→ What the task asks: Beginning with the first line of the data below, extract each line up to and including the one containing "- Second, because". Copy them exactly and add nothing.

Stored data entries
PR #376, opened 2026-08-27
Speedup for sdintimaging

thomaswilliamsastro:
This PR adds significant speedups to sdintimaging in two ways:

- First, and easiest, by making sure that various PSF/PB steps are only carried out the first time. These are slow since they often run major cycles, and only need to be done once to generate cubes, so this has now been fixed.
- Second, because ``feather`` forces a regrid under-the-hood, and this is slow, we now use a smarter uvcombine implementation which doesn't necessarily require regridding (but will if absolutely needed).

Two test cases here, the first is a noise-only 10-channel chunk for NGC5236_1, 7m+TP. This should be the more fair test since you might expect recovering the additional flux that sdintimaging gets would take longer. Timings:

- ``tclean``: 649s
- Old ``sdintimaging``: 1953s
- New ``sdintimaging``: 947s

Second test case here was a signal-filled 10-channel chunk for NGC5236_1, 7m+TP. Timings:

- ``tclean``: 1682s
- Old ``sdintimaging``: 5898s
- New ``sdintimaging``: 2191s

Note these are all run on the same machine. So we're about 1.5x slower than tclean, but 2x faster than the previous sdintimaging implementation, and perhaps a little better in the case with emission. Hooray! I think these are lower bounds as well, as I'd expect for larger cubes the gains should be bigger since these parts often become the bottleneck.

Comparing the signal-filled cubes they're extremely similar. Blue shows 1/50/99th percentiles of the (new implementation) data. The black is the difference, with 1/99th percentiles as the shaded region. The differences here I think are mostly due uvcombine vs feather and the fact that we technically now run fewer major cycles, rather than anything particularly deep. The differences are generally pretty small, and the median diff is locked at 0. The cubes look identical by-eye, structure is the same.

sdint_comparison

Also tagging Remy in here, since I think a good chunk of this would be good to feed back into the actual task

Changes:

- In ``setup_deconvolver``, only run ``makePSF``/``makePB`` if calcpsf=True
- In ``setup_deconvolver``, only run a major cycle to make template residual images if calcres=True
- In ``setup_sdimaging``, only generate SD residual/image if calcres=True
- In ``setup_sdimaging``, only create the SD PSF if calcpsf=True
- In main code, only copy restoring beam to residual image if calcres=True
- In main code, only do the initial feather if calcres=True
- In main code, only feather INT/SD PSF and fitPsfBeam if calcpsf=True
- In main code, only do ``cube_to_taylor_sum`` for the PSF if calcpsf=True
- In main code, only do initial ``cube_to_taylor_sum`` for residuals if calcres=True
- Swap out feather for uvcombine
- Use uvcombine replacements for ``feather_residual`` and ``feather_int_sd``, which live inside the new utilsSDIntImaging.py
- Add uvcombine to pyproject.toml

### DIFF
--- a/phangsPipeline/taskSDIntImaging.py
+++ b/phangsPipeline/taskSDIntImaging.py
@@ -23,6 +23,8 @@ from casatools import table
 from casatasks import imstat
 from casatools import synthesisimager,synthesisutils
 
+from .utilsSDIntImaging import feather_int_sd, feather_residual
+
 try:
     from casampi.MPIEnvironment import MPIEnvironment
     from casampi import MPIInterface
@@ -117,7 +119,12 @@ def setup_imager(imagename, specmode,calcres,calpsf,inparams):
 
     return imagertool
 
-def setup_deconvolver(imagename,specmode,inparams):
+def setup_deconvolver(imagename,
+                      specmode,
+                      calcpsf,
+                      calcres,
+                      inparams,
+                      ):
     """
     Cube or MFS minor cycles. 
     """
@@ -130,20 +137,28 @@ def setup_deconvolver(imagename,specmode,inparams):
     deconvolvertool.initializeNormalizers()
     deconvolvertool.setWeighting()
 
+    ### These three should be unncessary.  Need a 'makeimage' method for csys generation.
+    if calcpsf:
+        deconvolvertool.makePSF()  ## Make this to get a coordinate system
+        #deconvolvertool.makeImage('psf', imagename+'.psf')
+        deconvolvertool.makePB()  ## Make this to turn .weight into .pb maps
 
-    ### These three should be unncessary.  Need a 'makeimage' method for csys generation. 
-    deconvolvertool.makePSF() ## Make this to get a coordinate system
-    #deconvolvertool.makeImage('psf', imagename+'.psf')
-    deconvolvertool.makePB()  ## Make this to turn .weight into .pb maps
-
-        ## Initialize deconvolvers. ( Order is important. This cleans up a leftover tablecache image.... FIX!)
+    ## Initialize deconvolvers. ( Order is important. This cleans up a leftover tablecache image.... FIX!)
     deconvolvertool.initializeDeconvolvers()
     deconvolvertool.initializeIterationControl() # This needs to be run before runMajorCycle
-    deconvolvertool.runMajorCycle(isCleanCycle=False) ## Make this to make template residual images.
+
+    if calcres:
+        deconvolvertool.runMajorCycle(isCleanCycle=False) ## Make this to make template residual images.
  
     return deconvolvertool
 
-def setup_sdimaging(template='',output='', inparms=None, sdparms=None):
+def setup_sdimaging(template='',
+                    output='',
+                    calcpsf=True,
+                    calcres=True,
+                    inparms=None,
+                    sdparms=None,
+                    ):
     """
     Make the SD cube Image and PSF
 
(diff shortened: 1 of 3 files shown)


phangsPipeline/taskSDIntImaging.py
```diff
@@ -165,28 +180,30 @@ def setup_sdimaging(template='',output='', inparms=None, sdparms=None):
...
-        sdintlib.create_sd_psf(sdimage=output+'.residual', sdpsfname=output+'.psf')
-
-    ## Apply the pbmask from the INT image cube, to the SD cubes.
-    #TTB: Create *.mask cube  
-
-    sdintlib.addmask(inpimage=output+'.residual', pbimage=template+'.pb', pblimit=pblimit)
-    sdintlib.addmask(inpimage=output+'.image', pbimage=template+'.pb', pblimit=pblimit)
-
+        
+    if calcres:
```
indebetouw: This isn't exactly "calc res" is it?  Maybe a separate parameter would make more conceptual sense, something like "gridSD"?  
Even better would be to check the coordsys of the SD and IF image, and if they're identical, then don't regrid, and not need a parameter at all, just have it auto-check and not to a completely unnecessary regrid.  That auto-check would also protect against a user putting in a differently-shaped SD image but then saying calcres=False, which would lead to all sorts of wrongness I think.

phangsPipeline/taskSDIntImaging.py
```diff
@@ -165,28 +180,30 @@ def setup_sdimaging(template='',output='', inparms=None, sdparms=None):
...
+        sdintlib.regridimage(imagename=sdimage, template=template+'.residual', outfile=output+'.residual')
+        sdintlib.regridimage(imagename=sdimage, template=template+'.residual', outfile=output+'.image')
+    
+        ## Apply the pbmask from the INT image cube, to the SD cubes.
+        #TTB: Create *.mask cube  
+    
+        sdintlib.addmask(inpimage=output+'.residual', pbimage=template+'.pb', pblimit=pblimit)
+        sdintlib.addmask(inpimage=output+'.image', pbimage=template+'.pb', pblimit=pblimit)
+
+    if calcpsf:
```
indebetouw: In a similar vein to the previous comment, I think its better to

 - leave the checkpsf out of the "if calcpsf" conditional, unless it takes a long time to run (haven't looked at what checkpsf does yet)
 - rather than controlling this with the calcpsf input parameter, have an auto-check that (1) if there's an input parameter sdpsf, it does or doesn't already match the target coordsys, and only regrid if it doesn't. (2) of there's no input parameter, then check if the internal one already exists, and if its coordsys is the target coordsys, and if one or the other of those is not true, then create the internal one.

phangsPipeline/taskSDIntImaging.py
```diff
@@ -588,19 +615,30 @@ def sdintimaging(
...
+            feather_residual(
+                int_cube=int_cube,
+                sd_cube=sd_cube,
+                joint_cube=joint_cube,
+                applypb=applypb,
+                inparm=inpparams,
+                mysdintlib=mysdintlib,
+            )
+        
+        if calcpsf:
```
indebetouw, line 734: Are some checks needed here to make sure that if the user requests calc*=False, that the necessary joint files actually exist? I don't know how things will crash downstream if they don't..

phangsPipeline/taskSDIntImaging.py
```diff
@@ -23,6 +23,8 @@
 from casatasks import imstat
 from casatools import synthesisimager,synthesisutils
 
+from .utilsSDIntImaging import feather_int_sd, feather_residual
```
indebetouw, line 26: is the utils something you made or Urvashi already had?  I haven't checked your feather_residual under the assumption that it was already something Urvashi had, albeit perhaps in a different place?

thomaswilliamsastro: These are the versions of existing SDINT_helper() routines. They're basically the same except for the feather being replaced

phangsPipeline/taskSDIntImaging.py
thomaswilliamsastro: I've put in a bunch throughout which should catch everything

phangsPipeline/taskSDIntImaging.py
thomaswilliamsastro: Also done, needed a bit of a logic rework.

phangsPipeline/taskSDIntImaging.py
thomaswilliamsastro: Done. The regrid actually only does the RA/Dec axes, so I check conformity against those for this conditional. I've also made the checks for the uvcombine regrid a bit more strict given that

phangsPipeline/utilsSDIntImaging.py
```diff
@@ -0,0 +1,310 @@
...
+            logger.info("Reprojecting the SD cube spectrally to match INT cube")
+            sdcube_sc = sdcube_sc.spectral_interpolate(intcube_sc.spectral_axis)
+
+        # If we don't have matching RA/Dec, then we'll need to reproject
+        do_spatial_reproject = False
+        if not intcube_sc.shape[1:] == sdcube_sc.shape[1:]:
+            do_spatial_reproject = True
+        else:
+            wcs_conforms = check_wcs_conforms(
+                intcube_sc.wcs.celestial.to_header(),
```
low-sky, line 154: I have only moderate concerns that this WCS checking won't work in cases where it's using the CD matrix representation. If it's all CASA, we should be okay, but if the SD is from somewhere else.

Maybe checking `intcube_sc.wcs.celestial.wcs.compare(sdcube_sc.wcs.celestial.wcs)`?

low-sky: Never mind.  I see it below.

low-sky (approved):

PR #382, opened 2026-08-31
Two small fixes in spectral-cube postprocessing (trim_cube and mosaic files)

EOakes:
1. `trim_cube` off-by-one error drops the final slice in `scCubeRoutines.py` (inclusive vs. exclusive stop). This runs once for prep and once for cleanup, so compounds in the postprocessing stage. 

2. Mosaic text files aren't renamed under the stdintimaging branch (`task_rename_sdintimaging` in 
`handlerPostprocess.py`) to include "tp" (e.g., "12m+7m" -> "12m+7m+tp") and are stranded.  This matters if the mosaic stage is rerun, which would otherwise fail to find the files.

### DIFF
--- a/phangsPipeline/handlerPostprocess.py
+++ b/phangsPipeline/handlerPostprocess.py
@@ -1113,6 +1113,23 @@ if casa_enabled:
                     os.system('rm -rf %s' % new_file_name)
                     os.system(command)
 
+                # Rename the image_slice mosaic files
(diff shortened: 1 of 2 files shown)


thomaswilliamsastro (approved):
Thanks! I didn't explicitly test sdintimaging, and I always mess up on array slicing indices

PR #384, opened 2026-08-31
Fix a wrong key name in the SD pipeline

astrojysun:
In [`handlerSingleDish.py`](https://github.com/astrojysun/phangs_imaging_scripts/blob/js_dev/phangsPipeline/handlerSingleDish.py) the corresponding key is named `max_chanwidth_kms`. We did a ["translation" of parameter names](https://github.com/astrojysun/phangs_imaging_scripts/blob/js_dev/phangsPipeline/handlerSingleDish.py#L289) in the legacy pipeline call but not for the new pipeline, which causes a key error.


e-koch (approved):
Good catch!

thomaswilliamsastro (approved):

Issue #98, opened 2022-02-03
Path updates


orianac:
1. We have the same target file (make_coarse_obs_path) for both get_coarse_obs_task and return_coarse_obs_full_time_task in bcsd_flow.py. I don't think this is right, unless you're intentionally trying to overwrite? But wouldn't prefect instead just always think that the task is cached because the target already exists by the time it gets to that task? Perhaps there is some special magic though that I don't see? (Update: adding the `grid_spec` and `chunking_method` back into the `obs_identifier` should help with this)

2. Right now the pyramid files are stored with a path schema that looks like this:
    'az://flow-outputs/results_testing/pyramid_{daily,monthly,annual}/MIROC6/ssp370/tasmax/40.0_50.0_-125.0_-115.0/1981_2010/1981_2099/.pyr'. 

We settled on changing that to:  'az://flow-outputs/results_testing/pyramid_{daily,monthly,annual}/MIROC6/ssp370/bcsd/tasmax/40.0_50.0_-125.0_-115.0/1981_2010_1981_2099.zarr' So, the changes being:
* add downscale method between the ssp and the variable name
* changing the time period string into the training period and future period separated by a `_` instead of a `/` 
* Making the store be located in the time period directory instead of a subdirectory.
* 
Do these look right @jhamman?. These changes percolate not just for the pyramids but for all of the zarr stores, which should be easy because everything is housed in the `paths.py`! Woohoo!

orianac:
Also I just had a thought that fixing (1) might help with memory issues (I feel like those were cropping up at some point in the obs step @norlandrhagen? Maybe that was in a different spot so disregard if I have it confused) as the current implementation doesn't have a `full_time` chunked version of obs to work with.

PR #102, opened 2022-02-09
Path naming fixes

orianac:
@tcchiao @norlandrhagen @jhamman 

Two fixes here in response to the most critical aspects of Issue #98 (not the optional naming convention switches):

1) add the `grid_spec` back into the paths - without it we will read the same obs dataset for every GCM which wouldn't match in grid
2) add the `chunking_approach` method back in. This ensures that the coarsened obs used at any given point is chunked in the right way. This fix will make the `full_time` chunked dataset to be used for model training (it isn't being made before this PR).


tcchiao:
:+1:

PR #111, opened 2022-02-18
wip

norlandrhagen:


cmip6_downscaling/workflows/bcsd_params.json
```diff
@@ -3,6 +3,20 @@
...
+    "connection_string": "$AZURE_STORAGE_CONNECTION_STRING"
+  },
+  "config.results.storage_options": {
+    "connection_string": "$AZURE_STORAGE_CONNECTION_STRING"
+  },
+  "config.temporary.storage_options": {
+    "connection_string": "$AZURE_STORAGE_CONNECTION_STRING"
+  },
+  "runtime": "runtime",
+  "cleanup_flag": "cleanup_flag",
```
jhamman, line 19: question: can we specify a dict of config options that are arbitrarily unpacked during the flow run? This would mean just one key (`"config": {'intermediate.uri': ...}`. I would think that is a more flexible pattern.

cmip6_downscaling/workflows/bcsd_flow.py
```diff
@@ -36,22 +37,40 @@
...
+    cleanup_flag,
+):
+    config.set(
+        {
+            'config.intermediate.uri': intermediate_uri,
+            'config.results.uri': results_uri,
+            'config.temporary.uri': temporary_uri,
+            'config.intermediate.storage_options': intermediate_storage_options,
+            'config.results.storage_options': results_storage_options,
+            'config.temporary.storage_options': temporary_storage_options,
```
jhamman, line 65: I don't think there is a `config` key in the config option. Am I missing something?

cmip6_downscaling/workflows/bcsd_flow.py
```diff
@@ -144,6 +165,18 @@
...
     variable = Parameter("variable")
 
+    intermediate_uri = Parameter('config.intermediate.uri')
+    results_uri = Parameter('config.results.uri')
+    temporary_uri = Parameter('config.temporary.uri')
+    intermediate_storage_options = Parameter('config.intermediate.storage_options')
+    results_storage_options = Parameter('config.results.storage_options')
+    temporary_storage_options = Parameter('config.temporary.storage_options')
+    runtime = Parameter('runtime')
+    cleanup_flag = Parameter('cleanup_flag')
```
jhamman, line 175: see comment below about packing all of these into a single dict.

cmip6_downscaling/workflows/bcsd_flow.py
```diff
@@ -36,22 +37,40 @@
...
 
+# Transform Functions into Tasks -----------------------------------------------------------
 
-results_cache_store = CacheStore(
-    config.get("storage.results.uri"),
-    storage_options=config.get("storage.results.storage_options"),
-)
 
-# Transform Functions into Tasks -----------------------------------------------------------
+@task()
```
jhamman, line 47: If the fact that these are coming in as `Parameter`s and not raw values, we may want to try using Prefect's `context` instead.

PR #117, opened 2022-03-15
Update bcsd path

norlandrhagen:
Renamed `bcsd.py` to `core.py` and moved into `methods/bcsd/core.py`


jhamman:
closed in favor of #118

PR #119, opened 2022-03-15
Bcsd spatial anomalies task

norlandrhagen:
Updated `interpolate_obs()` task in `methods/bcsd/tasks.py`. Note: regrid is used in this task, but not yet implemented in `methods/common/utils.py`


jhamman:
closed in favor of #120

→ Answer for this exercise:
PR #376, opened 2026-08-27
Speedup for sdintimaging

thomaswilliamsastro:
This PR adds significant speedups to sdintimaging in two ways:

- First, and easiest, by making sure that various PSF/PB steps are only carried out the first time. These are slow since they often run major cycles, and only need to be done once to generate cubes, so this has now been fixed.
- Second, because ``feather`` forces a regrid under-the-hood, and this is slow, we now use a smarter uvcombine implementation which doesn't necessarily require regridding (but will if absolutely needed).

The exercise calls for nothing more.